# Общий раздел > Форум свободного общения >  Последняя присланная Вам SMS :)

## Vanya

говорю сразу, тема никакого смысла не несёт 

ну начну:
"Хватит выкидывать кони! Захочешь узнать-поговорим! Нет-тогда всё ясно!" 
во

----------


## Irina

"Ответь мне, очень прошу."

----------


## Asteriks

"Таня, поправляйся.

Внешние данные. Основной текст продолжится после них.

PR #123, opened 2022-07-11
AER-722 Made GMLCalculationSetOptionsReader more robust

BertScholten:
It should fail less on parts of the structure that are option (for instance, max range is optional, and shouldn't result in an error when not available).
Also included some tests that show behaviour (some of which were failing with the old code).
Also removed reading the stacking option, as I don't think it's something that we want to import from GML (for now at least).


Gijsvanhorn (approved):
LGMT, just a small remark

PR #124, opened 2022-07-22
AER-795 serialize the list of NSL corrections so they can be included in the calculation.

Gijsvanhorn:
The corrections are needed when serializing because the scenario is stored as a file when sending the calculation task.


BertScholten (approved):
LGTM (this didn't change any of the unittests? would have expected a change in the json roundtrip test files)

Gijsvanhorn:
> LGTM (this didn't change any of the unittests? would have expected a change in the json roundtrip test files)

Apparently for the roundtrip tests the objectmapper doesn't serialize empty values. As NSLMeasures is an empty array it doesn't get serialized and the tests didn't fail. 

I'm going to add some test content for the roundtrip test.

PR #126, opened 2022-08-03
Enable serialization of nsl measures to json

Gijsvanhorn:
because we need those to transfer scenario data from connect to the worker via the fileservice.


JornC (approved):
ACK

Ты нужна. "

----------


## BiZ111

Ты просто шедеврален

----------


## Sanych

"Пополните счёт на 10000 и получите 500 бесплатных минут в сети Life "

----------


## Asteriks

Вот я счас отправлю кому-то СМС, а потом проверю, правду на форуме пишет человек, или врёт!

----------


## Sanych

"Я тебя обожаю" - тайные воздыхатели шлют

----------


## BiZ111

"Я тебя обожаю" - реальные воздыхатели шлют

=)

----------


## Akasey

Вам звонили 1 раз: +3752935512**, в 12.19

----------


## BiZ111

*Целую*

----------


## Femida

Спасибо за поздравления...

----------


## Irina

Приходи, кальяном подымим

----------


## Mr_Vinni

пнх

----------


## Jemal

"Тебе AC DC и inflames полные дискографии надо?"

----------


## BiZ111

Ты мой герой

----------


## Irina

Позвони

----------


## Mashulya

"номер телефона" Удачи!)))

----------